Miscarriage: Risks, Symptoms, Treatment, and Care

by Dr. Gerard M. DiLeo

Miscarriage can also happen due to infection, maternal diseases like lupus, diabetes, and thyroid problems, and abnormalities with the anatomy of a woman's reproductive tract. Sometimes it happens to the same couple more than once, prompting evaluation for known causes. But it's frustrating that most of the time there is no known cause, and the couple feel they are being sent away with only an invitation to return to the obstetrician for the next try—as if finally pulling it off tomorrow would undo today's tragedy.

Treating the Loss

Most couples will feel that the loss is their own private catastrophe. And they are somewhat left on their own, because there are no rituals for this type of human loss. There are no funerals or memorial services. Friends and relatives, often misguided into thinking that mentioning the miscarriage will only be upsetting, are instead seen as uncaring in their silence. The grieving couple have only each other, and that may not be enough for the feelings of guilt and self-examining retrospection. And anger.

After all, this isn't just some tissue that was discarded, like an appendix or a gallbladder. This was their son or daughter. There were dreams of seeing Little League events, helping with homework, attending dance recitals, walking down an aisle. And the whole sense of what might have been is lost to a clinical world of procedures, blood tests, and insurance forms. As an obstetrician, I can assure any couple that their miscarriage is not just any clinical event. I've been delivering babies long enough to see some that I delivered wearing a mortarboard. In a way I grieve with the parents, too, because I know what is being lost in a miscarriage. I'm right there in the middle of it as well. I put it on a different level from the clinical protocols I employ to deal with it.

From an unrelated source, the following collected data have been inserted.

PR #265, opened 2018-03-12
update fireworks' fw_ids in bulk insert

gpetretto:
While testing the new `bulk_add_wfs` function I realized that the fw_id are inserted with negative values in the fireworks collection. They should be updated explicitly also in the Fireworks instances before insert.


computron:
Thank you! 

@montoyjh

PR #86, opened 2026-01-04
fix: remove using statement from FileService.Download to prevent Obje…

### LINKED ISSUE #85: Files API FileService's Download method disposes the HttpResponse before returning it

Perhaps it is fortuitous that the majority of miscarriages go unnoticed, for we would be one bummed out species. Even the 20 percent rate is overwhelming—just ask someone it's happened to. I think people who experience a miscarriage really do appreciate how special each person is. After all, it lands in their faces when the rug gets pulled out from under them. It takes about three months before a couple can deal effectively with their loss. This requiem only underscores the importance of what has been lost. My advice for those who know such mourners is to ask them how they're doing, acknowledge the loss, don't leave them alone in all of this. At the appropriate time they'll file their tragedy away for safe keeping and get on with the rest of their lives. Until then, let them share their grief.

I manage the complication of miscarriage, but that doesn't reduce my feelings for what might have been. So I do not merely send a couple on their way with an invitation to return for the next try. Instead, I applaud them for going back into the world to once again to play by the biological rules. They will have that baby not to replace the permanent little hole in the heart left by a miscarriage, but because they want a baby.

Risks for Miscarriage

Soap opera babies usually don't stand a chance. Miscarriages there occur easily and frequently. The loss of a baby is one of the most powerful misfortunes, and these programs are all about the human condition in all of its tragic splendor. Thank goodness real pregnancy isn't like pregnancy on the daily dramas. An actress falls and she has a miscarriage. A character discovers that her husband is having an affair with her best friend's Tupperware distributor and the stress causes her to lose the pregnancy. Overworking may put her in the hospital for tests that take weeks of prime-time daily viewing. There is no managed care on soap operas.

So just how tough is your baby anyway? First, we must consider that the human race has survived a big disadvantage in reproduction—we generally only have one at a time. For other species nature guarantees survival by allowing multiple births, so that the most vulnerable of life, the infant, is exchangeable for the next that may survive where the first did not. This protection is taken to an extreme with insects, in which reproduction involves thousands of offspring in a very short time, so that even if most die during this vulnerable period, still there are many that survive to keep the species going. Human beings have not only survived but thrived in spite of only having one at a time.